About the artist: The funniest man in folk, Martin has the ability to point out the absurd in everyday situations, and to bring the pompous down to earth.
CD Review by Greg Barnett
In all honesty, I’m quite ignorant of the current folk scene, so I had to Google Martin Pearson … and, even then, there were precious few references to him and his output.
Apparently, he performs at every major folk music festival and folk venue in the country and he can fill the largest venues of the National Folk Festival.
Not young enough to be up-and-coming and not quite old enough to be a legend, he describes himself as a folk-singer out of sheer bloody-mindedness, and will crash-tackle anyone who describes him as eclectic.

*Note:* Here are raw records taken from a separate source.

PR #1291, opened 2025-04-18
1290 redirect palaikymas postgresql backend

JustinasKen:


spinta/commands/read.py
```diff
@@ -406,9 +406,14 @@ async def getone(
...
-    data = commands.getone(context, model, backend, id_=params.pk)
-    data = next(prepare_data_for_response(context, model, action, params, data, reserved=[]))
-    return render(context, request, model, params, data, action=action)
+    try:
+        data = commands.getone(context, model, backend, id_=params.pk)
+        data = next(prepare_data_for_response(context, model, action, params, data, reserved=[]))
+        return render(context, request, model, params, data, action=action)
+    except ItemDoesNotExist as e:
+        if redirect_id := commands.redirect(context, backend, model, params.pk):
+            return RedirectResponse(request.url.path.replace(str(params.pk), str(redirect_id), 1), status_code=301)
```
sirex, line 415: Consider using:

https://github.com/atviriduomenys/spinta/blob/1e0ff6cbdf7e580d125863860c43e592ddd93659/spinta/formats/html/helpers.py#L205

JustinasKen: In this case, `get_model_link` might not work the best, since the goal is to only replace `path` part and leave everything else as it was.
We could possibly still use `build_url_path`, so it would look something like this:
```python
ptree = params.changed_parsetree({
    'path': (
        model.name.split('/') +
        [redirect_id] +
        ([params.prop.place] if params.prop is not None else [])
    )
})
result = '/' + build_url_path(ptree)
return RedirectResponse(result, status_code=301)
```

The most common epithet I found was that of ‘comedian/satirist’, and yet the first two tracks on this album were stunningly reminiscent of classic Ralph McTell, gorgeous guitar playing, rich velvet voice, and melodies/lyrics that can rip at your heart.
Arrangements are tasteful and varied, but always musical.

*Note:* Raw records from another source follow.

PR #1308, opened 2025-05-19
279 Nested resource implementation for WSDL/SOAP

martynasracct:
**Summary:**
- Implements `type=wsdl` resource, that describes only WSDL endpoint and `Zeep` client initialization
- Changes `type=soap` resource to describe SOAP operation based on SOAP response. 
  - `source` column now holds path to SOAP operation (previously this was in `Model.source`) 
- Implements `LinkBuilder` env that is called during resource linking to link resources using `ufuncs`
- Implements `prepare=wsdl(<wsdl-resource-name>)` `ufunc` that parses path to SOAP operation and saves operation callable to soap resource backend

Model `source` column is not used for now. Later, it will be used to map response data to DSA models

**Ticket:**
https://github.com/atviriduomenys/spinta/issues/279

### DIFF
--- a/spinta/datasets/backends/wsdl/components.py
+++ b/spinta/datasets/backends/wsdl/components.py
@@ -1,0 +1,31 @@
+from __future__ import annotations
+import contextlib
+import logging
+
+from requests import RequestException
+from zeep import Client as ZeepClient
+from zeep.exceptions import Error as ZeepError
+
+from spinta.datasets.components import ExternalBackend
+
+log = logging.getLogger(__name__)
+
+
+class WsdlBackend(ExternalBackend):
+    type: str = "wsdl"
+    client: ZeepClient | None
+
+    @contextlib.contextmanager
+    def begin(self):
+        self.client = self.get_client()
+        yield
+
+    def get_client(self) -> ZeepClient | None:
+        client = None
+        wsdl_url = self.config.get("dsn")
+        try:
+            client = ZeepClient(wsdl=wsdl_url)
+        except (RequestException, ZeepError) as err:
+            log.error(f"Zeep client initialization with url %s failed. Error: %s", wsdl_url,  err)
+
+        return client
--- a/spinta/ufuncs/linkbuilder/ufuncs.py
+++ b/spinta/ufuncs/linkbuilder/ufuncs.py
@@ -1,0 +1,62 @@
+import logging
+
+from spinta.core.ufuncs import ufunc, Bind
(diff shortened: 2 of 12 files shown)


spinta/datasets/backends/wsdl/components.py
```diff
@@ -0,0 +1,31 @@
...
+        self.client = self.get_client()
+        yield
+
+    def get_client(self) -> ZeepClient | None:
+        client = None
+        wsdl_url = self.config.get("dsn")
+        try:
+            client = ZeepClient(wsdl=wsdl_url)
+        except (RequestException, ZeepError) as err:
+            log.error(f"Zeep client initialization with url %s failed. Error: %s", wsdl_url,  err)
```
Struchid, line 29: Using the following approach you can quickly deduct which of the variables will be in which place. Otherwise, passing the variables as additional arguments, will have you looking left-to-right multiple times to check which of the varialbes `%s` maps to.

Well, at least that's what I think. Other than that, nor flake8, nor mypy is enabled, so can't think of any other reason not to use the following approach, let me know if I am just inexperienced:d

```suggestion
            log.error(f"Zeep client initialization with url {wsdl_url} failed. Error: {err}")
```

spinta/ufuncs/linkbuilder/ufuncs.py
```diff
@@ -0,0 +1,62 @@
...
+
+
+@ufunc.resolver(LinkBuilder, WsdlBackend)
+def wsdl(env: LinkBuilder, parent_resource_backend: WsdlBackend) -> None:
+    soap_source = env.resource.backend.config.get("dsn")
+
+    with parent_resource_backend.begin():
+        if not (client := parent_resource_backend.client):
+            raise SoapServiceError(
+                f'Cannot parse SOAP operation "{soap_source}", because WSDL client is not initialized.'
```
Struchid, line 40: Not sure about this, but would it be a good idea to also point out to the user how that is done here? Might be more complex than I think though, so do as you please after reading this

Struchid (approved):
lgtm. The comments are all optional, so do with them as you please. 

Other than that, nice work!

karina-klinkeviciute (approved):

karina-klinkeviciute:
Priminimas: dar reikėtų atnaujinti `changes.rst`

TadasVasiliauskasCCT (approved):

karina-klinkeviciute (approved):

There are eleven contributors covering additional vocals, guitars, bass, accordion, fiddle and percussion.
Tracks 3, 5, 8, 9, 13 are live comedy bits which, in my opinion, would sit better in a comedy-specific album.
Their change of atmosphere and mediocre recording quality is quite jarring and each time pulled me out of the contemplative and appreciative mood that the seriousness, melancholic and well-arranged/recorded songs had created.
The CD sleeve unfortunately does not provide any writers’ credits, although Track 14 is a quality cover of Leonard Cohen’s “Hallelujah”.
14 tracks and 61:06 playing time. Jewel case. 4-pp cover with statement, tracks list and credits.